Proof Let $A$ and $B$ be arbitrary sets. Define $V\overset{\mathrm{def}}{=} \left\{\mathcal{X}\in \mathcal{P}(\mathcal{P}(A\cup B)):\exists a\in A,\exists b\in B[\mathcal{X}=(a,b)]  \right\}$. Therefore $V$ is a set whose elements are exactly those elements $(a,b)$ such that $a\in A$ and $b\in B$. By the axiom of extensionality, $V$ is unique.$\qquad\square$
Definition Let $A$ and $B$ be sets. The Cartesian product of $A$ and $B$ is the set whose elements are exactly those elements $(a,b)$ such that $a\in A$ and $b\in B$.
Notation Let $A$ and $B$ be sets. $A\times B$ is notation for "Cartesian product of $A$ and $B$."
Existence



[Sorry for posting pictures; I prefer to typeset in my LaTeX editor \newcommands + autocompletion. If you're up to the challenge, please update my post by replacing the pictures with genuine code]

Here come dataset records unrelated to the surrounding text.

PR #5088, opened 2026-07-04
fix(engine): implement the World rule state-based action (CR 704.5k)

real-venus:
## Summary
Two or more permanents with the `world` supertype (Nether Void, The Abyss, Living Plane, Concordant Crossroads — 30 cards) coexisted on the battlefield forever: the CR 704.5k world rule was entirely unimplemented, while the sibling legend rule (704.5j) and role uniqueness were fully built. Adds `check_world_rule` as a state-based action.

## Files changed
- crates/engine/src/game/sba.rs

## CR references
CR 704.5k, CR 613.7d, CR 616.1, CR 603.10a, CR 704.3, CR 614.6, CR 702.26b

## Track
Developer

## LLM
Model: claude-opus-4-8
Thinking: high

## Verification
- `cargo fmt --all` — clean
- `cargo test -p engine --lib` — 15003 pass / 0 fail (114/114 in the sba module: 106 pre-existing + 8 new; purely additive)
- 8 runtime scenario tests through the real `check_state_based_actions` path; the tie=all-die and global-across-controllers tests are revert-failing guards (mutation-verified: forcing no-tie / per-controller grouping makes them fail)
- `gen-card-data` / `coverage` / `semantic-audit` — N/A: engine-runtime SBA fix, no card parsing changed (30 real World cards confirmed to load with `Supertype::World`)

## Scope Expansion
None.

## Validation Failures
None.

## CI Failures
None.

### DIFF
--- a/crates/engine/src/game/sba.rs
+++ b/crates/engine/src/game/sba.rs
@@ -182,6 +182,12 @@ pub fn check_state_based_actions(state: &mut GameState, events: &mut Vec<GameEve
             // gone — only attached Roles compete for the per-(host, controller) slot.
             check_role_uniqueness(state, events, &mut any_performed, &battlefield_snapshot);
 
+            // CR 704.5k: If two or more permanents have the world supertype, all but the one
+            // that has held it the shortest time (highest timestamp) go to their owners'
+            // graveyards; on a tie for newest, all of them do. Global (not per-player) and
+            // choiceless — modeled on check_role_uniqueness.
+            check_world_rule(state, events, &mut any_performed, &battlefield_snapshot);
+
             // CR 704.5i + CR 306.9: If a planeswalker has loyalty 0, it is put into its owner's graveyard.
             check_zero_loyalty(state, events, &mut any_performed, &battlefield_snapshot);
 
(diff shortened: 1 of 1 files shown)


matthewevans (changes requested):
**[HIGH]** The world-rule ordering uses the permanent's battlefield-entry timestamp, not the time it gained the World supertype. Evidence: `crates/engine/src/game/sba.rs` collects `(ObjectId, obj.timestamp)` for every current World permanent, but the engine already supports continuous effects that grant World after entry via `ContinuousModification::AddSupertype { supertype: Supertype::World }` (for example, `All enchantments are world.` is parsed in `crates/engine/src/parser/oracle_static/tests.rs`, and the layer application appends the supertype in `crates/engine/src/game/layers.rs`). Why it matters: CR 704.5k keeps the permanent that has had the World supertype for the shortest amount of time; an older permanent that becomes World later should be newer for this rule than a printed World permanent that entered afterward but had World longer. Suggested fix: track/derive the World-acquisition timestamp (or otherwise preserve the CR 704.5k ordering authority) and add a discriminating test where a non-World permanent gains World after a printed World permanent already has it.

Gemini's phased-out concern is not the blocker here: this implementation uses `battlefield_phased_in_ids()` and `live_battlefield_object`, so phased-out permanents are already excluded from the candidate set.

real-venus:
> **[HIGH]** The world-rule ordering uses the permanent's battlefield-entry timestamp, not the time it gained the World supertype. Evidence: `crates/engine/src/game/sba.rs` collects `(ObjectId, obj.timestamp)` for every current World permanent, but the engine already supports continuous effects that grant World after entry via `ContinuousModification::AddSupertype { supertype: Supertype::World }` (for example, `All enchantments are world.` is parsed in `crates/engine/src/parser/oracle_static/tests.rs`, and the layer application appends the supertype in `crates/engine/src/game/layers.rs`). Why it matters: CR 704.5k keeps the permanent that has had the World supertype for the shortest amount of time; an older permanent that becomes World later should be newer for this rule than a printed World permanent that entered afterward but had World longer. Suggested fix: track/derive the World-acquisition timestamp (or otherwise preserve the CR 704.5k ordering authority) and add a discriminating test where a non-World permanent gains World after a printed World permanent already has it.
> 
> Gemini's phased-out concern is not the blocker here: this implementation uses `battlefield_phased_in_ids()` and `live_battlefield_object`, so phased-out permanents are already excluded from the candidate set.

@matthewevans 

done.
please kindly review.

matthewevans (approved):
Approved current head after re-review. The previous World-acquisition timestamp blocker is fixed: printed World uses the object's entry timestamp, granted World uses the active continuous-effect timestamp authority, and the new runtime tests cover printed-vs-granted ordering plus phased-out World permanents. CI is still running, so auto-merge will wait for required checks.

matthewevans (approved):
Approved refreshed head. The only delta since the prior approval is a test-helper clippy allowance plus the branch update to current main; the production World-rule implementation and discriminating tests remain unchanged. Auto-merge will wait for required checks.

PR #5089, opened 2026-07-04
[codex] Reclassify basic land mana backlog bucket

ntindle:
## Summary

This PR now treats root #29 as a backlog false-positive bucket rather than an engine/card-data behavior bug.

Reviewer feedback pointed out that CR 305.6 grants a separate intrinsic mana ability for each basic land type. That means typed duals/triomes should continue to expose separate fixed `{T}: Add <color>` abilities at the engine/card-data layer, because ability identity and `ability_index` observe those rows.

The PR therefore removes the invalid root #29 bucket from `docs/parser-misparse-backlog.md` instead of changing synthesis behavior:

- 13 typed-land entries are removed from the backlog as not actually misparsed under CR 305.6.
- The five entries that did not match this bucket's signature in the current export are moved to `Other / uncategorized misparse` for separate triage.
- Header totals are updated to match the removed false-positive appearances.

There is no net engine or parser code change against current `origin/main`.

## Validation

- `cargo fmt --all`
- `cargo test -p engine --lib basic_land_mana_synthesis_tests` passed before the behavior change was reverted.
- Final local diff check: `git diff origin/main -- crates/engine/src/database/synthesis.rs` is empty, so no parsed card-data change is expected from this PR.
- `git diff --check` passes.

### DIFF
--- a/crates/engine/src/database/synthesis.rs
+++ b/crates/engine/src/database/synthesis.rs
@@ -439,34 +439,137 @@ impl KeywordTriggerInstaller {
     }
 }
 
+/// CR 305.6: A land with a basic land type has the matching intrinsic
+/// "{T}: Add [mana symbol]" mana ability. Card data groups multiple same-cost
+/// basic-land mana rows into one color-choice producer.
 pub fn synthesize_basic_land_mana(face: &mut CardFace) {
-    let land_mana: Vec<(&str, ManaColor)> = vec![
+    let colors: Vec<ManaColor> = [
         ("Plains", ManaColor::White),
         ("Island", ManaColor::Blue),
         ("Swamp", ManaColor::Black),
         ("Mountain", ManaColor::Red),
         ("Forest", ManaColor::Green),
-    ];
+    ]
+    .into_iter()
+    .filter_map(|(subtype, color)| {
+        face.card_type
+            .subtypes
+            .iter()
+            .any(|s| s == subtype)
+            .then_some(color)
+    })
+    .collect();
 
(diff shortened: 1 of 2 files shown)


matthewevans (changes requested):
**[HIGH]** Multi-basic lands are collapsed into one choice ability, but CR 305.6 grants one intrinsic ability per basic land type. Evidence: `crates/engine/src/database/synthesis.rs` now emits a single `ManaProduction::AnyOneColor` when `colors.len() > 1`, while existing engine code documents and tests the CR 305.6 model as separate intrinsic abilities: `crates/engine/src/game/effects/effect.rs` checks that a land gaining all basic land types gets one fixed tap ability for each color, and `crates/engine/src/game/engine.rs` treats dual lands/triomes as lands with multiple mana options selected by `ability_index`. Why it matters: card-data support for 86 typed lands would be marked fixed while changing the ability identity/count the engine exposes for dual lands and triomes; this is not just presentation, because ability indexing and ability inspection observe those abilities. Suggested fix: keep one synthesized `{T}: Add <color>` ability per basic land type at the engine/card-data ability layer, and solve the root #29 export/UI grouping at the consumer/display or mana-option normalization seam if duplicate same-cost options need to be presented as a color choice.

matthewevans (approved):
Approved current head. This now keeps CR 305.6 behavior intact at the engine/card-data layer and limits the PR to removing the invalid backlog bucket / moving the remaining non-matching cards to uncategorized triage. The current local diff has no synthesis or parser code changes, so auto-merge can wait for required checks.

PR #5099, opened 2026-07-04
fix(parser): parse targeted perpetual p/t grants

ntindle:
## Summary

- Parse `target ... perpetually gets +N/+M` as `ApplyPerpetual::ModifyPowerToughness` instead of a temporary pump.
- Reuse `parse_target` for the target/filter grammar and keep the new arm limited to a simple P/T tail.
- Remove four cards from `docs/parser-misparse-backlog.md` root #19 after fresh export evidence.

## Card-data audit

Full raw `card-data.json` base/head comparison changed exactly these cards:

- `davriel's withering`
- `davriel, soul broker`
- `hypnotic pattern`
- `prairie survivalist`
- `scintillating encore`
- `shattering finale`
- `valiant emberkin`

Intentional notes:

- `Davriel's Withering` and `Hypnotic Pattern` are fixed by this parser arm and removed from the backlog.
- `Scion of Shiv` and `Wizened Githzerai` were already correct on current `origin/main` in the fresh root #19 export, so they were removed as stale backlog entries.
- `Prairie Survivalist` stays in the backlog: this PR fixes its first target-prefix perpetual P/T clause, but its later anaphoric `It perpetually gets +1/+0` clause is still misparsed.
- `Scintillating Encore` changes the target-prefix perpetual P/T clause; the nested delayed-trigger `return it` target also becomes the trigger source, which matches the dying object referenced by the delayed trigger.
- Local `coverage-parse-diff` reported `oracle_changed: 0`; the raw full `card-data.json` diff above was manually inspected for the seven changed cards.

## Verification

- `cargo fmt --all`
- `git diff --check`
- `cargo test -p engine --features cli --lib perpetual_parser_maps_modify_pt`
- `cargo clippy -p engine --all-targets -- -D warnings`
- Full base/head `oracle-gen` exports to `/tmp/phase-targetpt-full/{base,head}/card-data.json`
- Raw full `card-data.json` changed-key comparison
- `cargo run -p engine --features cli --bin card-data-validate -- /tmp/phase-targetpt-full/head/card-data.json` (`OK: 35397 cards parsed`)
- `cargo run -p engine --features cli --bin coverage-parse-diff -- ...` (`oracle_changed: 0`)

### DIFF
--- a/crates/engine/src/parser/oracle_effect/mod.rs
+++ b/crates/engine/src/parser/oracle_effect/mod.rs
@@ -7084,6 +7084,37 @@ fn try_parse_perpetual_modify_pt(tp: TextPair) -> Option<Effect> {
 
     let lower = tp.lower;
 
+    // Explicit target form: "Target creature perpetually gets -2/-0."
+    // `parse_target` owns the target/filter grammar; this arm only recognizes the
+    // perpetual P/T tail and rejects compound grants so mixed forms stay honest.
+    if peek(tag::<_, _, OracleError<'_>>("target "))
+        .parse(lower)
+        .is_ok()
+    {
+        let (target, after_target) = parse_target(lower);
+        if !matches!(target, TargetFilter::Any) {
+            let (rest, _) = space1::<_, OracleError<'_>>(after_target).ok()?;
+            let (rest, _) = tag::<_, _, OracleError<'_>>("perpetually ")
+                .parse(rest)
+                .ok()?;
+            let (rest, _) = alt((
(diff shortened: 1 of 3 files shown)


matthewevans (approved):
Reviewed current head. This reuses the existing `ApplyPerpetual` + `ModifyPowerToughness` model and delegates the target phrase to `parse_target`, so the change is parameterized over the target/filter grammar rather than proliferating a new special case. The parse-diff matches the claimed targeted perpetual P/T class, and the new tests cover opponent-controlled and you-control target filters.

PR #5109, opened 2026-07-04
fix(parser): parse supertype-qualified enchant targets

ntindle:
## Summary

- Parse supertype-qualified `Enchant` targets such as `snow land you control`, `basic land you control`, and `legendary creature`.
- Reuse the shared target supertype parser so Aura legality emits `FilterProp::HasSupertype` instead of dropping the Enchant keyword payload.
- Keep multi-leg Enchant lists per-leg, so `legendary creature or planeswalker` does not leak `Legendary` onto the planeswalker leg.
- Remove `On Thin Ice` from root cause #31 in `docs/parser-misparse-backlog.md`.

## Root Cause

`parse_type_phrase` already understood supertype prefixes, but the Enchant keyword path used the narrower `parse_enchant_type_leg` directly. As a result, `Enchant:snow land you control` and sibling forms failed to produce a typed `Keyword::Enchant(...)` target filter.

## Parse Audit

Focused before/after export set:

- Root #31: `Cabal Stronghold`, `Flaccify`, `On Thin Ice`, `Open the Omenpaths`, `Rainbow Vale`, `The Great Mound`
- Expected sibling Aura cards: `Dimensional Exile`, `Ossification`, `Leyline Immersion`
- The name filter also matched `Colossification`; it was included in the audit and did not change.

Raw JSON changed cards:

- `On Thin Ice`: `keywords: []` -> `Enchant(Typed Land, controller You, HasSupertype Snow)`
- `Dimensional Exile`: `keywords: []` -> `Enchant(Typed Land, controller You, HasSupertype Basic)`
- `Ossification`: `keywords: []` -> `Enchant(Typed Land, controller You, HasSupertype Basic)`
- `Leyline Immersion`: `keywords: []` -> `Enchant(Typed Creature, HasSupertype Legendary)`

After deleting `keywords`, all four changed card objects were byte-equivalent to baseline. The other focused cards did not change.

`coverage-parse-diff` reports no parse-tree changes, which is expected because this PR changes Enchant keyword payloads rather than `parse_details` ability trees.

## Review cleanup

Addressed current Gemini review comments in `8a0cddb39`:

- Move `EnchantTypeLeg` properties directly instead of cloning them.
- Use `filters.pop().unwrap()` for the single-filter Enchant case.

## Validation

- `cargo fmt --all`
- `env -u RUSTC_WRAPPER ZIG_GLOBAL_CACHE_DIR=/tmp/phase-zig-cache cargo --config 'build.rustc-wrapper=""' test -p engine --features cli --lib enchant` (217 passed)
- `target/debug/card-data-validate /tmp/phase-enchant-supertype-baseline.json`
- `target/debug/card-data-validate /tmp/phase-enchant-supertype-after.json`
- `target/debug/coverage-parse-diff /tmp/phase-enchant-supertype-baseline.json /tmp/phase-enchant-supertype-after.json --markdown /tmp/phase-enchant-supertype-diff.md --json /tmp/phase-enchant-supertype-diff.json`
- review cleanup rerun: `cargo fmt --all`, `./scripts/check-parser-combinators.sh`, `cargo test -p engine --features cli --lib enchant -- --nocapture` (217 passed), `git diff --check`

CR references verified locally with `grep` against `docs/MagicCompRules.txt` for `205.4a`, `303.4a`, and `702.5a`.


matthewevans (changes requested):
Thanks for the update. The parser shape needs one more parse-diff/scope pass before I can approve:

**[MED]** Parse-diff includes an unexplained out-of-scope card change. Evidence: the `coverage-parse-diff` sticky reports `Say Its Name` gaining `cost/two other cards named ~ from your graveyard`, while this PR's diff is for supertype-qualified enchant targets. Why it matters: an enchant-target parser PR should not silently change an unrelated graveyard-cost parse signature. Suggested fix: regenerate/explain the parse-diff; if that change is real, split it or cover the `Say Its Name` parser change with its own discriminating evidence.

ntindle:
Updated this branch with current origin/main (a267d9bb7). The two Gemini inline suggestions were already present on the merged head, and I resolved both threads after confirming the current code matches them. Local checks: cargo fmt --all; git diff --check.

matthewevans (approved):
Maintainer re-review: the current head keeps the supertype-qualified Enchant change at the shared enchant parser seam, reuses the existing supertype parser, scopes properties per list leg, and resolves the prior Gemini suggestions. I verified the CR citations and the relevant parser gates locally; leaving enqueue for when the pending Rust test shards finish.

PR #5123, opened 2026-07-05
[codex] fix(parser): split repeated named spell conditions

ntindle:
## Summary

Fixes the Root #30 subcluster for `Sift Through Sands`: repeated named-spell cast conditions of the form `you've cast a spell named A and a spell named B this turn`.

Root cause: the generic single-spell-history parser treated the whole phrase after the first `spell named` as one literal `Named` value, producing a filter named `peer through depths and a spell named reach through mists`. The condition therefore checked for one impossible card name instead of requiring both spells to have been cast.

This PR adds a nom combinator before the generic single-spell parser that recognizes repeated `a spell named ...` items and lowers them to `StaticCondition::And` / `Or` over existing `SpellsCastThisTurn` quantity checks. The effect-condition bridge already maps that to `AbilityCondition::And` for the optional search clause.

Backlog update: removes `Sift Through Sands` from `docs/parser-misparse-backlog.md` Root #30, changing the branch-local count from 12 to 11.

## Parsed-card diff audit

Targeted baseline/after exports:

- Before: `/tmp/phase-root30-sift-baseline.json`
- After: `/tmp/phase-root30-sift-after.json`
- Filter: `Sift Through Sands`

Raw parsed card keys in both exports:

- `sift through sands`

Expected parse movement:

- Before: `SpellsCastThisTurn` had one `Named` filter: `peer through depths and a spell named reach through mists`.
- After: the optional search clause is gated by an `And` of two `SpellsCastThisTurn >= 1` checks, named `peer through depths` and `reach through mists`.

Sibling scan against current MTGJSON found exactly one repeated named-spell condition text:

```bash
jq -r '.data | to_entries[] | .key as $name | .value[] | select(.text? and (.text | test("spell named .* (and|or|and/or) a spell named"; "i"))) | $name + " :: " + (.text | gsub("\\n"; " / "))' data/mtgjson/AtomicCards.json
```

`coverage-parse-diff` reported no support-signature clusters (`oracle_changed: 0`), so the expected raw AST repair is confined to the audited card.

## Validation

- `grep -n "^201.2" docs/MagicCompRules.txt`
- `grep -n "^603.4" docs/MagicCompRules.txt`
- `cargo fmt --all`
- `git diff --check`
- `cargo test -p engine --features cli --lib youve_cast_repeated_named_spells_this_turn_is_compound -- --nocapture`
- `cargo test -p engine --features cli --lib sift_through_sands_condition_requires_both_named_spells -- --nocapture`
- `cargo test -p engine --features cli --lib spell_this_turn -- --nocapture`
- `cargo run -p engine --features cli --bin oracle-gen -- data --filter "Sift Through Sands" --output /tmp/phase-root30-sift-after.json`
- `cargo run -p engine --features cli --bin card-data-validate -- /tmp/phase-root30-sift-after.json`
- `cargo run -p engine --features cli --bin coverage-parse-diff -- /tmp/phase-root30-sift-baseline.json /tmp/phase-root30-sift-after.json --markdown /tmp/phase-root30-sift-parse-diff.md --json /tmp/phase-root30-sift-parse-diff.json`

Tilt was not running in this checkout (`No tilt apiserver found: tilt-default`), so I used the direct cargo fallback allowed by the repo instructions.


matthewevans (changes requested):
**[MED]** The new repeated named-spell helper cites the wrong Comprehensive Rule for this spell-resolution condition. Evidence: `crates/engine/src/parser/oracle_nom/condition.rs` adds `parse_repeated_named_spells_this_turn` with `CR 201.2 + CR 603.4`, but `docs/MagicCompRules.txt` defines `CR 603.4` as the intervening-if triggered-ability rule, and the parse-diff shows this helper is lowering Sift Through Sands' spell-resolution "If you've cast..." condition. Why it matters: this repo treats verified CR comments as review evidence, and a wrong CR citation is worse than no citation around rules-sensitive parser code. Suggested fix: keep the `CR 201.2` named-object grounding here and either remove `CR 603.4` from this helper comment or replace/split it with a rule that actually applies to conditional spell resolution.

ntindle:
Updated this branch onto current origin/main and fixed the review-blocking CR citation in oracle_nom/condition.rs: the repeated named-spell helper now cites CR 201.2 + CR 608.2c instead of CR 603.4. Verified CR anchors against docs/MagicCompRules.txt.\n\nLocal checks run:\n- cargo fmt --all\n- git diff --check

matthewevans (approved):
Maintainer re-review: current head fixes the prior CR citation finding; scoped parser diff, discriminating parser coverage, parse-diff, and live checks are clean.

PR #5124, opened 2026-07-05
fix(deck): stop corrupting card names that literally contain "//" (#4790)

JacobWoodson:
## Summary

Fixes #4790 — cards whose printed name literally contains `//` (e.g. **SP//dr, Piloted by Peni**) were unrecognized when added to a deck, both on import and manual add.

A: Each ordered pair $\langle x,y\rangle\in R$ is actually a set of the form $\{\{x\},\{x,y\}\}$. Recall that $x\in\bigcup y$ if and only if there is a $z\in y$ such that $x\in z$. Thus, the elements of $\bigcup R$ are sets of the form $\{x\}$ and $\{x,y\}$ for the ordered pairs $\langle x,y\rangle\in R$, and the elements of $\bigcup\bigcup R$ are elements of the underlying set for the relation. Specifically:
$$\begin{align*}
\operatorname{dom}R&=\left\{x\in\bigcup\bigcup R:\exists y\in\bigcup\bigcup R\big(\langle x,y\rangle\in R\big)\right\}\\
\operatorname{ran}R&=\left\{y\in\bigcup\bigcup R:\exists x\in\bigcup\bigcup R\big(\langle x,y\rangle\in R\big)\right\}\;,\text{ and}\\
R^{-1}&=\left\{\langle y,x\rangle\in\left(\bigcup\bigcup R\right)\times\left(\bigcup\bigcup R\right):\langle x,y\rangle\in R\right\}\;.
\end{align*}\tag{1}$$
In each case it’s clear that the sets that I’ve defined exist, via the union axiom and comprehension schema. (I am assuming that if you have ordered pairs, you have Cartesian products.) It’s also clear that they are at least subsets of what they purport to be, e.g., that everything in my definition of the domain of $R$ actually is in what we think of as the domain of $R$. The only thing that might still be open to question is whether these definitions actually pick up everything that they ought to pick up, but the introductory comments cover that. If, for example, $\langle x,y\rangle\in R$, then $\{x,y\}\in\bigcup R$, so $x,y\in\bigcup\bigcup R$, and the definitions in $(1)$ really do pick up $x$ in $\operatorname{dom}R$, $y\in\operatorname{ran}R$, and $\langle y,x\rangle$ in $R^{-1}$.